Menurut catatan Infobank Institute, ada beberapa hal penting yang perlu digarisbawahi. Satu, investasi Telkomsel merupakan langkah yang tepat. Sebagai perusahaan telko, Telkomsel juga ingin mengambil peran dalam kemajuan digitalisasi di Indonesia.

Selain itu – investasi Telkomsel di GoTo tidak semata-mata menyasar keuntungan finansial jangka pendek. Telkomsel di sini menjadi investor strategis – di mana banyak peluang bisnis yang dapat digarap dari kerja sama kedua perusahaan. Lihat saja GoTo memiliki ekosistem terlengkap dengan bisnis on-demand, e-commerce, dan keuangannya.

Dua, lihat juga Google. Google berinvestasi di GoTo tidak hanya melihat keuntungan investasi, tapi juga peluang bisnis di balik itu. GoTo menggunakan berbagai sistem Google di dalam bisnis mereka, seperti Google Cloud dan lainnya. Hal ini yang disasar Telkomsel untuk bisa memaksimalkan investasi mereka.

Hal yang sama juga dilakukan oleh Astra International, produsen sepeda motor dan mobil terbesar di Indonesia. Pernah disebutkan oleh salah satu eksekutifnya, investasi Astra di GoTo bukan melihat sisi jangka pendek dan tidak semata investasi portofolio. Ada sinergi dan kolaborasi yang bisa dilakukan oleh Astra dengan GoTo dalam jangka panjang.

Tiga, contoh lain adalah perusahaan BUMN Singapura, Government of Singapore Investment Corporation (GIC), yang banyak berinvestasi di perusahaan start up. GIC merupakan investment company kredibel dengan rekam jejak panjang. Penurunan harga saham yang dikoleksi GIC tidak membuat kepercayaan pemerintah hilang, apalagi sampai mencurigai GIC tidak kredibel atau tidak profesional. GIC berinvestasi di BUKA, Jago, GoTo, dan sejumlah perusahaan lain di indonesia.

Empat, satu kebanggaan tersendiri, jika ada decacorn asli Indonesia dan dimiliki juga oleh perusahaan Indonesia, seperti Telkomsel. Selama ini banyak suara, perusahaan digital dimiliki oleh asing, kini Telkomsel – telah melihat masa depan ekonomi digital di Indonesia.

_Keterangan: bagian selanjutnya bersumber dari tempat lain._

PR #2350, opened 2020-12-27
[To rel/0.11] [IOTDB-1069] restrict the flushing memtable number to avoid OOM when mem_control is disabled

Lima, investasi di perusahaan digital terbesar di Indonesia (GoTo) tentu banyak celah bisnis yang bisa dikolaborasi dengan pendekatan bisnis. Peluang lebar ini bisa dimanfaatkan dengan menggunakan ekosistem GoTo yang jumlahnya jutaan. Menurut catatan, ada 2,5 juta driver Gojek, dan belum lagi pelanggan Tokopedia yang juga jutaan. Tentu pasar Gojek dan Tokopedia dapat dimanfaatkan oleh Telkomsel dengan baik, semisal dalam pembelian pulsa.

Saham Turun, Jangan Dikriminalisasi

Dan, fluktuasi harga saham GoTo adalah murni mekanisme pasar yang sedang terjadi di dunia. Seperti disebutkan, telah terjadi penurunan saham Tesla, Amazon, Kakao Bank, Nubank, dan yang lainnya. Juga, saham Netflix. Dunia sedang terbakar oleh inflasi, dan bahkan dampak perang Ukraina-Rusia.

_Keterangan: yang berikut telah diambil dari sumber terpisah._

PR #2358, opened 2020-12-28
[IOTDB-1084] Fix temporary memory of flushing may cause OOM

HTHou:
<hr>

This PR has:
- [ ] been self-reviewed.
    - [ ] concurrent read
    - [ ] concurrent write
  for an unfamiliar reader.
  for code coverage.

<hr>


SilverNarcissus (approved):
Look good to me~

server/src/main/java/org/apache/iotdb/db/engine/flush/MemTableFlushTask.java
```diff
@@ -170,94 +189,104 @@ private void writeOneSeries(TVList tvPairs, IChunkWriter seriesWriterImpl,
     @Override
     public void run() {
       long memSerializeTime = 0;
```
SilverNarcissus, line 191: You should use class variable `memSerializeTime` rather than this local variable

server/src/main/java/org/apache/iotdb/db/engine/flush/MemTableFlushTask.java
```diff
@@ -43,18 +46,23 @@
...
+          : new LinkedBlockingQueue<>();
+
   private String storageGroup;
 
   private IMemTable memTable;
 
-  private volatile boolean noMoreEncodingTask = false;
-  private volatile boolean noMoreIOTask = false;
+  private long memSerializeTime = 0L;
+  private long ioTime = 0L;
```
SilverNarcissus, line 65: These two variable will be write and read by different thread without locking. The situation is only one thread to write, so no locking is reasonable, but they should be volatile so they can be seen by another thread.

server/src/main/java/org/apache/iotdb/db/engine/flush/MemTableFlushTask.java
```diff
@@ -170,94 +189,104 @@ private void writeOneSeries(TVList tvPairs, IChunkWriter seriesWriterImpl,
...
+      
+      LOGGER.debug("Storage group {}, flushing memtable {} into disk: Encoding data cost "
+          + "{} ms.",
           storageGroup, writer.getFile().getName(), memSerializeTime);
     }
   };
 
   @SuppressWarnings("squid:S135")
   private Runnable ioTask = () -> {
     long ioTime = 0;
```
SilverNarcissus, line 246: You should use class variable ioTime rather than this local variable

SilverNarcissus (changes requested):
Fantastic work! But there are some issues, please have a look.

server/src/main/java/org/apache/iotdb/db/engine/flush/MemTableFlushTask.java
HTHou: Fixed~

server/src/main/java/org/apache/iotdb/db/engine/flush/MemTableFlushTask.java
HTHou: Fixed~

server/src/main/java/org/apache/iotdb/db/engine/flush/MemTableFlushTask.java
HTHou: Fixed~

SilverNarcissus (approved):
Look good to me~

Jadi, unrealized loss Telkomsel di GoTo tidak perlu dibawa ke ranah politik, apalagi “dikriminalisasi” dengan alasan yang tak berdasar. Investasi Telkomsel di GoTo bukanlah semata-mata untuk kepentingan jangka pendek dan investasi portofolio. Namanya harga saham, tentu ada naik, ada turun. Dan, saham GoTo bukanlah saham kualitas rendah, melainkan saham digital berkualitas baik.

Dan, Telkomsel membeli saham GoTo – sebagai perusahaan telko – juga ingin berperan dalam memajukan digitalisasi ekonomi yang akan tumbuh pesat. Telkomsel boleh jadi membeli masa depan ekonomi digital di Indonesia.

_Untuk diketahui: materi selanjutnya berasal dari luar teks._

PR #2384, opened 2020-12-30
refactor series reader to make it small

mychaow:
### Content3 ...

<hr>

This PR has:
- [ ] been self-reviewed.
    - [ ] concurrent read
    - [ ] concurrent write
  for an unfamiliar reader.
  for code coverage.

<hr>

### DIFF
--- a/server/src/main/java/org/apache/iotdb/db/query/reader/series/SeriesReader.java
+++ b/server/src/main/java/org/apache/iotdb/db/query/reader/series/SeriesReader.java
@@ -18,16 +18,6 @@
  */
 package org.apache.iotdb.db.query.reader.series;
 
-import java.io.IOException;
-import java.io.Serializable;
-import java.util.Comparator;
-import java.util.LinkedList;
-import java.util.List;
-import java.util.Objects;
-import java.util.PriorityQueue;
-import java.util.Set;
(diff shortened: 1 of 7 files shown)


server/src/main/java/org/apache/iotdb/db/query/reader/series/SeriesReader.java
```diff
@@ -18,16 +18,6 @@
  */
 package org.apache.iotdb.db.query.reader.series;
```
jixuan1989, line 20: avoid more changes like this in the future.

jixuan1989:
Why for this improvement?

mychaow:
> Why for this improvement?

I think SeriesReader is too long,  move the utils class to separate class will make it looks more clear.

server/src/main/java/org/apache/iotdb/db/query/reader/series/SeriesReader.java
mychaow: Ok

Alima777:
Hi, From the perspective of OOP, TimeOrderUtils is only used in `SeriesReader` and should be better to be the inner class of it. There is no need to move it for the too long reason.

Jangan dorong-dorong unrealized loss sebagai bentuk kerugian negara atau dikriminalisasi. Dihubung-hubungkan ke Telkom sebagai induk perusahaan. Lihat sekarang, BP Jamsostek mengalami “trauma” investasi saham pasca dikriminalisasi. Langkahnya mengurangi main saham telah merugikan pasar saham Indonesia – karena BP Jamsostek merupakan market leader di pasar saham Indonesia. Selain ketika rebound saham tahun lalu, BP Jamsostek tidak menikmati kue besar itu.

Sudah waktunya melihat sisi investasi dengan pendekatan bisnis dan bukan politisasi dan kriminalisasi. Sebab, “politisasi” dan “kriminalisasi” telah membuat pasar modal dan dunia investasi menjadi tidak market friendly. Jangan membuat pasar ketakutan yang tak berdasar.